[Records for processing Boundary: Start]

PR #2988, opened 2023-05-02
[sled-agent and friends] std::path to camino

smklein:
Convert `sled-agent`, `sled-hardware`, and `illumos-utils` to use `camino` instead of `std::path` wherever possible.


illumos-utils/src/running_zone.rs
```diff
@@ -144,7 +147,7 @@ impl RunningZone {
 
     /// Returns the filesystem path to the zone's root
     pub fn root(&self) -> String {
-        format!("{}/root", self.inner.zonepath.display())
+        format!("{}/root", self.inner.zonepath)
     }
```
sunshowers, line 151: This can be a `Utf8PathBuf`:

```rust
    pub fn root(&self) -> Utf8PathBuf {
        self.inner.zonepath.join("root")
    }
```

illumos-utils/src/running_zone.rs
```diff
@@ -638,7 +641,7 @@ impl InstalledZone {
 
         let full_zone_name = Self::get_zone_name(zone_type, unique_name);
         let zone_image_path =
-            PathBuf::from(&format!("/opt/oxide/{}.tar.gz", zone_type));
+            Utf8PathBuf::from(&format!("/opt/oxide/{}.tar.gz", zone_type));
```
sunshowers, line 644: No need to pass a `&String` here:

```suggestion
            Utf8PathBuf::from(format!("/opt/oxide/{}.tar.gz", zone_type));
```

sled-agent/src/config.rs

[Records for processing Boundary: End]
[Records for processing Boundary: Start]

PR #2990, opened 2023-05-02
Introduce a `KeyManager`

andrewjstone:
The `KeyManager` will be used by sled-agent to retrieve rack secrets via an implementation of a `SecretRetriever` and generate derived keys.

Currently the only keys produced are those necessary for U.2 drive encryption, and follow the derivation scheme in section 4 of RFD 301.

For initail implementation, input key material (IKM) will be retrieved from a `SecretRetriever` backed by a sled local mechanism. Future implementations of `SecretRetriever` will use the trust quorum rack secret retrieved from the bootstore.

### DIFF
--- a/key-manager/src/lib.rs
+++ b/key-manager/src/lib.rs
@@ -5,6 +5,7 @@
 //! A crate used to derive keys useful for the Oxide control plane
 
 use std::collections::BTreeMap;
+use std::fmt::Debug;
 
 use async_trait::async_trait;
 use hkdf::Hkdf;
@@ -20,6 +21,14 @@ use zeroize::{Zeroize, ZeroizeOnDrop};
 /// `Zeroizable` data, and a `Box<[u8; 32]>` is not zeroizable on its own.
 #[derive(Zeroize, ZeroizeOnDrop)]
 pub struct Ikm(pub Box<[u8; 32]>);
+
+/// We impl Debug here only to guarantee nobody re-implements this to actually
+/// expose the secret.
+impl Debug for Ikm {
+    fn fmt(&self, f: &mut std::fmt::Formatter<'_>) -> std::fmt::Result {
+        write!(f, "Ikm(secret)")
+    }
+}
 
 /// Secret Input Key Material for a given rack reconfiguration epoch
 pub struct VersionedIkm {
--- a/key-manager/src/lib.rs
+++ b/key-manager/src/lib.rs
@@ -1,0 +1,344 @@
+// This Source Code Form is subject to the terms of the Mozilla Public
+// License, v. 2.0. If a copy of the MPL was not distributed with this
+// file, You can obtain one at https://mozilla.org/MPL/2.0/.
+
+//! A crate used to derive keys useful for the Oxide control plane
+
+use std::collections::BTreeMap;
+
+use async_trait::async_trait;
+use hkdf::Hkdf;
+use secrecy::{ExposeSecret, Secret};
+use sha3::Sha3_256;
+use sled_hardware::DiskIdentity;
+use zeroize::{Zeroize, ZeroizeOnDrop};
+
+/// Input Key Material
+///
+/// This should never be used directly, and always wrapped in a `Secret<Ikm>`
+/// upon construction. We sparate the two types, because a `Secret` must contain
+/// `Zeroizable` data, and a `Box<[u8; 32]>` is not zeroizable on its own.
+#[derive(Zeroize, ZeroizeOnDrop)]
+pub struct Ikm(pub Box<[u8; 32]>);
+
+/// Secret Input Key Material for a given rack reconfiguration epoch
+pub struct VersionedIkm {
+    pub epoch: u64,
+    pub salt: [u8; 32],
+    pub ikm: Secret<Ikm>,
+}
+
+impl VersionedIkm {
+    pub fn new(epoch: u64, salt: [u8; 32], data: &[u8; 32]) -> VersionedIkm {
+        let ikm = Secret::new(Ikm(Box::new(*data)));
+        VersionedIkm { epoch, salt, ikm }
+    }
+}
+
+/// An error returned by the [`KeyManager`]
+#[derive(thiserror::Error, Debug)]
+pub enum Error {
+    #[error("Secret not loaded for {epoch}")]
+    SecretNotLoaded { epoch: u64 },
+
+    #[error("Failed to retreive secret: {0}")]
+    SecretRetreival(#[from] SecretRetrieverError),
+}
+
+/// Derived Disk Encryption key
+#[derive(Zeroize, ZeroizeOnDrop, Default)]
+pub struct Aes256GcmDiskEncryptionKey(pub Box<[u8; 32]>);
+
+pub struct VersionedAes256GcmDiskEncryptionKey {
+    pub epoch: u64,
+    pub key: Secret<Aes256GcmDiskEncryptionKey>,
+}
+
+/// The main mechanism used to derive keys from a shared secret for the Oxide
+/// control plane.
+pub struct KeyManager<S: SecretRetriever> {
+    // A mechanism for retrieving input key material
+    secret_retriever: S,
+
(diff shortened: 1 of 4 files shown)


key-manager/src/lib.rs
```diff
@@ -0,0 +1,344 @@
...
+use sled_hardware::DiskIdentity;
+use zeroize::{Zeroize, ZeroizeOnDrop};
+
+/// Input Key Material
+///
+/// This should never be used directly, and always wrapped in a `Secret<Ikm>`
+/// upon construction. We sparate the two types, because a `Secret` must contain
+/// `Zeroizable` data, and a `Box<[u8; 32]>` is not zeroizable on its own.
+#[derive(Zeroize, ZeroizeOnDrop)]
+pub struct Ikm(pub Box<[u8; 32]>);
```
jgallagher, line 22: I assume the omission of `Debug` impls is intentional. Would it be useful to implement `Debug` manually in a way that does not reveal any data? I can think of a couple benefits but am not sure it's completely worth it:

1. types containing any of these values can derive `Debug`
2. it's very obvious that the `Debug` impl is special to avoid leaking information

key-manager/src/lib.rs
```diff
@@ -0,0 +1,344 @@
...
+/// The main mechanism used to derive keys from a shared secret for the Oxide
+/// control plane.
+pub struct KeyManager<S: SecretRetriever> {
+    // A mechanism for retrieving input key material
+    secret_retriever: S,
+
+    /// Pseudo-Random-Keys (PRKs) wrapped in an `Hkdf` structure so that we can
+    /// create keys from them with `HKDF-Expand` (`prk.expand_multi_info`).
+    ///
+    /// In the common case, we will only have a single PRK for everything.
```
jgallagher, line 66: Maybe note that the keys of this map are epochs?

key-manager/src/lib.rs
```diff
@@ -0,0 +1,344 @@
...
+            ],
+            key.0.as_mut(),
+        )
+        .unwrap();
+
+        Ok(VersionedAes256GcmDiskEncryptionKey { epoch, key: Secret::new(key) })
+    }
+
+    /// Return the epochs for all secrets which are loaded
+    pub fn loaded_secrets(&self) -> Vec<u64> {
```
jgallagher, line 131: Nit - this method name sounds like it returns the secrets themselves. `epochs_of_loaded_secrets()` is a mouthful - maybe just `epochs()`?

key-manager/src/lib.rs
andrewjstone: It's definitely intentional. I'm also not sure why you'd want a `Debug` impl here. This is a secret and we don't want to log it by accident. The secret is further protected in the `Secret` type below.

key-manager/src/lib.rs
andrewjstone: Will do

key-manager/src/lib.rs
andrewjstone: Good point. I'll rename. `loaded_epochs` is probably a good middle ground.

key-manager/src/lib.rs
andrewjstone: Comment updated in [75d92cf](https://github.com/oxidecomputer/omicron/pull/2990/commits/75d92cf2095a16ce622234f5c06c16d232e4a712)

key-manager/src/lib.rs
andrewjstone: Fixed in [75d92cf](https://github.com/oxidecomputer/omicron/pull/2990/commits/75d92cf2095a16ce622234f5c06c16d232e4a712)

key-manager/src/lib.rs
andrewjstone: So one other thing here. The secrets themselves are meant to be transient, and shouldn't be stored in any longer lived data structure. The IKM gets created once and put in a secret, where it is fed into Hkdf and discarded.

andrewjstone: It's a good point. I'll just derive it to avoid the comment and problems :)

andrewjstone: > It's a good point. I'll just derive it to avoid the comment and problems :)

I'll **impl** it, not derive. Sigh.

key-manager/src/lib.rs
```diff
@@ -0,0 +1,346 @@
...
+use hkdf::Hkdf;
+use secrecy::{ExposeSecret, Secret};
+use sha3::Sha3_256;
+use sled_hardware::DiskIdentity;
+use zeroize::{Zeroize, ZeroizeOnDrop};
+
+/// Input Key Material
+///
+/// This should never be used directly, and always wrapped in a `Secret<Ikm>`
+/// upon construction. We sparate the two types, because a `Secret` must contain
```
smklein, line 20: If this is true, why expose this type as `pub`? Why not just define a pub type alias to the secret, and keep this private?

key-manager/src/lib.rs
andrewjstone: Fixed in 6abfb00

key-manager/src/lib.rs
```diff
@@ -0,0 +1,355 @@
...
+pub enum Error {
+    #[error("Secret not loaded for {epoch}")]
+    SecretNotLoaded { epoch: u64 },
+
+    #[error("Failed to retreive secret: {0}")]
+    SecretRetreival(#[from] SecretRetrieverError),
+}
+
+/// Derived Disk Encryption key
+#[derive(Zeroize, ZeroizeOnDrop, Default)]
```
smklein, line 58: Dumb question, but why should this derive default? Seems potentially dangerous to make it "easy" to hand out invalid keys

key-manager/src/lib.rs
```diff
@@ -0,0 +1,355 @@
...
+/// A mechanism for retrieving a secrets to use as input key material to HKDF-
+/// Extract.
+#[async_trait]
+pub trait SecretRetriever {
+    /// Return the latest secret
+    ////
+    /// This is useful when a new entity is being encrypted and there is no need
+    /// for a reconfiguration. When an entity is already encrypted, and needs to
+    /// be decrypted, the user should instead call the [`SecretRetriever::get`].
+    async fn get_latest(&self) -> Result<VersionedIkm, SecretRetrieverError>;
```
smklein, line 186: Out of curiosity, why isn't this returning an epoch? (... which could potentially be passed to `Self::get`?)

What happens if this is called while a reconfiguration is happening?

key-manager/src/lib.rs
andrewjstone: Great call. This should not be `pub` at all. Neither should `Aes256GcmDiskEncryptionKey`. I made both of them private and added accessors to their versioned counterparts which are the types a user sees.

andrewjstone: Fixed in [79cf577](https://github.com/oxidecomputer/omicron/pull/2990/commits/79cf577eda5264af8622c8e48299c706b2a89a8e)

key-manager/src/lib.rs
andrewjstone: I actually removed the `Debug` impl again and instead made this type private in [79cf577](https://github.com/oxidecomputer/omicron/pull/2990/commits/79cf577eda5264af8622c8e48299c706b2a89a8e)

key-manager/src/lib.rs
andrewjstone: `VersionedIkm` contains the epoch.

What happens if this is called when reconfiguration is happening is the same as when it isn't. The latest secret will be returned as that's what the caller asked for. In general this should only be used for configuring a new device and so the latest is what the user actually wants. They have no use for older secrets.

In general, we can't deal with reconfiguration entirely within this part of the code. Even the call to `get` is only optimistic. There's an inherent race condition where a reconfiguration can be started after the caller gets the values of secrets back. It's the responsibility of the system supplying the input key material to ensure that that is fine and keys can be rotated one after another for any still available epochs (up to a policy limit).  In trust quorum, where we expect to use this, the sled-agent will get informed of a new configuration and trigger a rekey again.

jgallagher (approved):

[Records for processing Boundary: End]

▶ _Task statement_
Scan the records above for the word "Debug" and return every line where it occurs.

▶ _Exercise answer_
+use std::fmt::Debug;
+/// We impl Debug here only to guarantee nobody re-implements this to actually
+impl Debug for Ikm {
+#[derive(thiserror::Error, Debug)]
jgallagher, line 22: I assume the omission of `Debug` impls is intentional. Would it be useful to implement `Debug` manually in a way that does not reveal any data? I can think of a couple benefits but am not sure it's completely worth it:
1. types containing any of these values can derive `Debug`
2. it's very obvious that the `Debug` impl is special to avoid leaking information
andrewjstone: It's definitely intentional. I'm also not sure why you'd want a `Debug` impl here. This is a secret and we don't want to log it by accident. The secret is further protected in the `Secret` type below.
andrewjstone: I actually removed the `Debug` impl again and instead made this type private in [79cf577](https://github.com/oxidecomputer/omicron/pull/2990/commits/79cf577eda5264af8622c8e48299c706b2a89a8e)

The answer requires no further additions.